Mataram (Inside Lombok) – Pemerintah Provinsi (Pemprov) NTB segera memberikan bantuan hibah berupa mesin pembakar sampah atau insinerator kepada Pemkot Mataram. Mesin insinerator ini diterima Pemprov NTB merupakan hibah dari salah satu perusahaan asal Korea Selatan.
Pj Sekda Provinsi NTB, Lalu Mohammad Faozal, mengatakan alat ini dipasang di TPS konvensional Sandubaya. Dimana, mesin insinerator seharga Rp3,5 miliar, “Mesin penghancur sampah itu hadiah dari Pemprov NTB ke Kota Mataram. ” Mesin ini dikasih ke gubernur, kemudian dari gubernur akan menghibahkan alat ini ke Kota Mataram,” katanya.

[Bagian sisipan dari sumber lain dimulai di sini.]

PR #13189, opened 2024-06-07
[testplan] Macsec static key ciphers

Azarack:
### Description of PR

Summary:
Fixes # (issue)
New test plan and case to test the different macsec ciphers and profiles.

### Type of change

- [ ] Bug fix

### Back port request
- [ ] 202012
- [ ] 202205
- [ ] 202305
- [ ] 202311
- [ ] 202405

To add new test

#### How did you do it?
Based on manual test our team runs

Using virtual T2 testbed

Tested on virtual testbed with vsonic neighbors

T2

### Documentation

Yes, test plan document for macsec is updated.


Azarack:
@yxieca This test keeps erroring out on the T0 pipeline run, but it is marked as a T2 test so I don't understand why its even trying to run it on T0.  Are you able to see more details about what is going on with the pipeline?

tests/macsec/macsec_config_helper.py
```diff
@@ -189,7 +189,7 @@ def cleanup_macsec_configuration(duthost, ctrl_links, profile_name):
     for d in devices:
         if isinstance(d, EosHost):
             continue
-        assert wait_until(30, 1, 0, lambda d=d: not get_mka_session(d))
+        assert wait_until(180, 1, 0, lambda d=d: not get_mka_session(d))
```
BYGX-wcr, line 192: Why do we need to multiply the waiting time by 6?

tests/macsec/test_static_key_ciphers.py
```diff
@@ -0,0 +1,132 @@
...
+    # use each macsec profile and verify operation
+    for k, v in list(macsec_profiles.items()):
+        if duthost.facts["asic_type"] == "vs" and v['send_sci'] == "false":
+            # On EOS, portchannel mac is not same as the member port mac (being as SCI),
+            # then src mac is not equal to SCI in its sending packet. The receiver of vSONIC
+            # will drop it for macsec kernel module does not correctly handle it.
+            continue
+        else:
+            logger.debug("k: {} v: {}".format(k, v))
+            setup_macsec_configuration(duthost, int_list, k, v['priority'],
```
BYGX-wcr, line 107: how can it work if we only change the MACsec profile of the duthost without updating the neighbor's profile? At least, the CAK key will be different. Isn't that?

tests/macsec/test_static_key_ciphers.py
```diff
@@ -0,0 +1,132 @@
...
+
+    cleanup_macsec_configuration(duthost, ctrl_links, profile_name)
+
+    # wait to ensure link has come up with no macsec
+    time.sleep(45)
+    macsec_check(duthost, cli_options, dut_to_neigh_int, neigh_ip_v4, neigh_ip_v6, macsec=False)
+
+    # use each macsec profile and verify operation
+    for k, v in list(macsec_profiles.items()):
+        if duthost.facts["asic_type"] == "vs" and v['send_sci'] == "false":
```
BYGX-wcr, line 100: Why is this topic relevant here? Given that both duthost and neighbor host are SONiC, there is no EOS machine involved, right?

tests/macsec/test_static_key_ciphers.py
```diff
@@ -0,0 +1,132 @@
...
+    # Verify BGP Between Neighbors is established
+    output = host.shell("show ip bgp neighbor {}".format(neighv4))['stdout']
+    logger.debug("BGP v4: {}".format(output))
+    assert "BGP state = Established" in output
+    output = host.shell("show ipv6 bgp neighbor {}".format(neighv6))['stdout']
+    logger.debug("BGP v6: {}".format(output))
+    assert "BGP state = Established" in output
+
+
+def test_static_key_ciphers(duthost, nbrhosts, request, profile_name, tbinfo, ctrl_links, rekey_period):
```
BYGX-wcr, line 45: duthost fixture may get you a T2 supervisor. Change to use the enum_rand_one_per_hwsku_frontend_hostname fixture to get duthost

tests/macsec/test_static_key_ciphers.py
Azarack: This check was taken from here in the macsec init file:
```
def startup_macsec(self, request, macsec_duthost, ctrl_links, macsec_profile, tbinfo):
        topo_name = tbinfo['topo']['name']
        def __startup_macsec():
            profile = macsec_profile
            if request.config.getoption("neighbor_type") == "eos":
                if macsec_duthost.facts["asic_type"] == "vs" and profile['send_sci'] == "false":
                    # On EOS, portchannel mac is not same as the member port mac (being as SCI),
                    # then src mac is not equal to SCI in its sending packet. The receiver of vSONIC
                    # will drop it for macsec kernel module does not correctly handle it.
                    pytest.skip(
                        "macsec on dut vsonic, neighbor eos, send_sci false")
                ```

When those two conditions are met the test fails.

tests/macsec/test_static_key_ciphers.py
Azarack: I have updated the test to use this fixture.

tests/macsec/test_static_key_ciphers.py
Azarack: The setup_macsec_configuration function in use here configured both DUT and the neighbor.

Azarack:
@wangxin @yxieca Can you review this PR, please?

Ia mengatakan, mesin insinerator berwarna metalik itu sudah diuji coba dan menampakkan hasil signifikan. Dalam sehari, mesin tersebut bisa membakar 10 ton sampah. Dengan demikian, Dinas Lingkungan Hidup Kota Mataram bisa menghemat biaya untuk BBM untuk pengangkutan ke TPA Regional Kebon Kongok Lombok Barat. “Itu baru dari belanja operasional saja iritnya. Kalau dihitung sebulan hampir Rp 300-an juta lah Kota Mataram bisa irit dari alat itu,” ungkapnya
Pembakarannya disebut tidak menghasilkan polusi udara sehingga cocok digunakan di Kota Mataram. ” Ini alatnya zero emission (asap), itu yang terpenting. Nanti proses operasionalnya sudah diajarkan dari Korea ke TPST,” katanya. Sementara itu, Sekda Kota Mataram, Lalu Alwan Basri, mengatakan alat tersebut nantinya bisa memaksimalkan pengurangan sampah yang dibuang ke TPA Kebon Kongok. “Hasilnya cukup bagus dan jadi pertimbangan kita untuk melakukan pengadaan mesin insinerator yang serupa,” katanya.
Berdasarkan informasi dari operator, mesin tersebut bisa membakar 5 ton sampah per 8 jam atau satu kali shift. Nantinya direncanakan selama operasionalnya dua shift sehari, sehingga mampu membakar 10 ton sampah sehari. TPST konvensional Sandubaya snediri sudah siap untuk mengoperasikan mesin insinerator karena hanya dibebankan untuk menyiapkan sambungan listrik. Dari hasil uji coba, jaringan listriknya memadai untuk membakar tumpukan sampah. “Biaya listriknya sekitar Rp150 ribu per hari. Jadi sekitar Rp 4,5 juta per bulan. Tidak masalah kita siapkan anggarannya karena manfaatnya sangat besar,” jelas Alwan.